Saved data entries
##############################

PR #8704, opened 2025-08-17
Fix #8695 - Increase Android page size to 16KB

asfernandes:

PR #8729, opened 2025-09-04
Add 16KB page size support for Android builds

alexander-zubkov:
### What was done
- Updated build configuration to align segments to 16KB memory pages.
- This ensures compatibility with newer Android devices that use 16KB page size.

### Why
Without this change, the fbclient library fails to load on devices with 16KB memory pages.

### How it was tested
- Verified using `llvm-readelf -l libfbclient.so` on the built artifacts — alignment shows `0x4000` (16KB).
- Deployed on Android arm64 device — the application runs without crashes.

### DIFF
--- a/.github/workflows/main.yml
+++ b/.github/workflows/main.yml
@@ -479,6 +479,7 @@ jobs:
 
       - name: Build
         run: |
+          export LDFLAGS="-Wl,-z,max-page-size=16384"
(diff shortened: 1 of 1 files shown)


asfernandes:
Don't you see there is https://github.com/FirebirdSQL/firebird/pull/8704?

alexander-zubkov:
Hi! Thanks for your PR #8704. We see that it almost solves the issue but needs a bit of finishing. We'll close our PR to avoid duplicating work. Could you please complete yours?

We really appreciate your contribution!

PR #8735, opened 2025-09-08
Possible fix for #8734

aafemt:


src/dsql/DsqlRequests.cpp
```diff
@@ -596,19 +596,28 @@ void DsqlDmlRequest::doExecute(thread_db* tdbb, jrd_tra** traHandle,
...
+					{
+						status_exception::raise(Arg::Gds(isc_stream_eof));
+					}
 
-				std::unique_ptr<UCHAR[]> message_buffer(new UCHAR[outMsgLength]);
+					// Create a temp message buffer and try one more receive.
+					// If it succeed then the next record exists.
 
-				JRD_receive(tdbb, request, message->msg_number, outMsgLength, message_buffer.get());
+					std::unique_ptr<UCHAR[]> message_buffer(new UCHAR[outMsgLength]);
```
hvlad: HalfStaticArray, pls

aafemt: Size of the message is known at this point, so usage of `HalfStaticArray` will just waste space on stack or cause stack overflow if this size is used as `InlineCapacity`.

hvlad: Do you think that `outMsgLength` could be used as `InlineCapacity` template argument ?
Looks like you not understand purpose and usage of `HalfStaticArray`.

aafemt: > Do you think that `outMsgLength` could be used as `InlineCapacity` template argument ?

No.



> Looks like you not understand purpose and usage of `HalfStaticArray`.

Yes. Especially in this place which is executed exactly once per query.

hvlad (changes requested):
Use HalfStaticArray to avoid unnecessary pool allocation in most cases

AlexPeshkoff:
> Use HalfStaticArray to avoid unnecessary pool allocation in most cases

+1

src/dsql/DsqlRequests.cpp
```diff
@@ -596,19 +596,28 @@ void DsqlDmlRequest::doExecute(thread_db* tdbb, jrd_tra** traHandle,
...
+					// If it succeed then the next record exists.
 
-				JRD_receive(tdbb, request, message->msg_number, outMsgLength, message_buffer.get());
+					HalfStaticArray<UCHAR, BUFFER_SMALL> message_buffer(getPool(), outMsgLength);
 
-				// Still active request means that second record exists
-				if ((request->req_flags & req_active))
-				{
-					status_exception::raise(Arg::Gds(isc_sing_select_err));
+					JRD_receive(tdbb, request, message->msg_number, outMsgLength, message_buffer.getBuffer(outMsgLength, false));
```
hvlad: Buffer space already reserved in ctor at line 612, no need to do it again.
`message_buffer.begin()` is enough here.

src/dsql/DsqlRequests.cpp
```diff
@@ -596,19 +596,28 @@ void DsqlDmlRequest::doExecute(thread_db* tdbb, jrd_tra** traHandle,
 
 			// if this is a singleton select that return some data, make sure there's in fact one record
 
-			if (singleton && (request->req_flags & req_active) && outMsgLength > 0)
+			if (singleton)
 			{
-				// Create a temp message buffer and try one more receive.
-				// If it succeed then the next record exists.
+				if (outMsgLength > 0)
```
hvlad: I don't understand why there is check for `outMsgLength > 0` - is it possible to be false when `singleton == true` ?
Even if out message with zero length is possible (???), what should happens for the `singleton && outMsgLength == 0` case ?
This place is very unclear for me.
In v5 there was just check for `singleton == true`, btw

aafemt: Just in case. If the function was called with `outMetadata == nullptr` - just assume success. The difference from v5 is that buffers here are provided by application rather than of engine itself.

hvlad: Is it possible to have `singleton == true && outMetadata == nullptr` ?
In any case, why two nested `if` here ?

aafemt: Initially check for request's activity was out of inner `if`. Then I realized that some BLR code can intentionally run to the end without entering `blr_send` and an application aware of it can provide no output buffer.

If you are sure that I'm wrong feel free to change this piece later.

hvlad: I'm sure that this code is not clear. And you changed it this way. 
Formally, 
```
if (a) {
  if (b) {
...
  }
}

```
is the same as 
```
if (a && b) {
...
}
```
thus I ask why you choose first one. If there is no real reason, change it.
If there is a reasons - provide it, and put in comments to avoid similar misunderstanding for the future readers.

hvlad (approved):
Much better now.

dyemanov (approved):

PR #8740, opened 2025-09-12
Replace wrong uses of SQLstate class 08 (connection error) (#8739)

### LINKED ISSUE #8739: Wrong SQLSTATE in case of table alias conflict
Hi *!

SELECT *
FROM rdb$database a
    JOIN rdb$database b ON a.rdb$relation_id = b.rdb$relation_id
    JOIN rdb$database b ON a.rdb$relation_id = b.rdb$relation_id

Undefined name.
Dynamic SQL Error.
SQL error code = -204.
alias B conflicts with an alias in the same statement.

SQLCODE: -204
**SQLSTATE: 08001**
GDSCODE: 335544569

Because of this org.firebirdsql.jaybird.xca.FatalErrorHelper.isFatal() returns true for this error and closes the Connection.
(FATAL_SQL_STATE_CLASSES / SQLSTATE_CLASS_CONNECTION_ERROR)

FB 3.x, 4.x and 5.x are all affected.

mrotteveel:
Fix for #8739

Except for `bad_db_handle`, I've replaced the invalid handle errors that were associated with `08003` with `HY000` (*CLI-specific condition - invalid handle* as defined in ISO/IEC 9075-9), as already used by for example `bad_svc_handle`. We could also opt to define a custom subclass of `HY` for our use (the standard explicitly allows this, as the *invalid handle* error has no subclass, which means it must either be `000`, or implementation-specific, i.e. a subclass starting with 5-9 or I-Z), as HY000 is pretty generic. 

One could also argue that it can be `42000` (*syntax error or access rule violation* as defined in ISO/IEC 9075-2), as already used by `bad_req_handle`, `bad_segstr_handle`.

The error `alias_conflict_err` of the original issues was changed to `42000`, just like its siblings `procedure_conflict_error` and `relation_conflict_error` already used.

The error `batch_open` was changed from `08002` to `HY010` (*CLI-specific condition - function sequence error* as defined in ISO/IEC 9075-9), as that seems to match cases in the standard (book 9), where the error is a result of the user calling API functions out of sequence.  It can be argued it can be `42000` (*syntax error or access rule violation* as defined in ISO/IEC 9075-2) as well.


mrotteveel:
Once we've settled on the SQLstates. I'll also backport this to Firebird 3, 4 and 5.

dyemanov (approved):

asfernandes (approved):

##############################

Show every line above in which the word "memory" occurs.

- Updated build configuration to align segments to 16KB memory pages.
Without this change, the fbclient library fails to load on devices with 16KB memory pages.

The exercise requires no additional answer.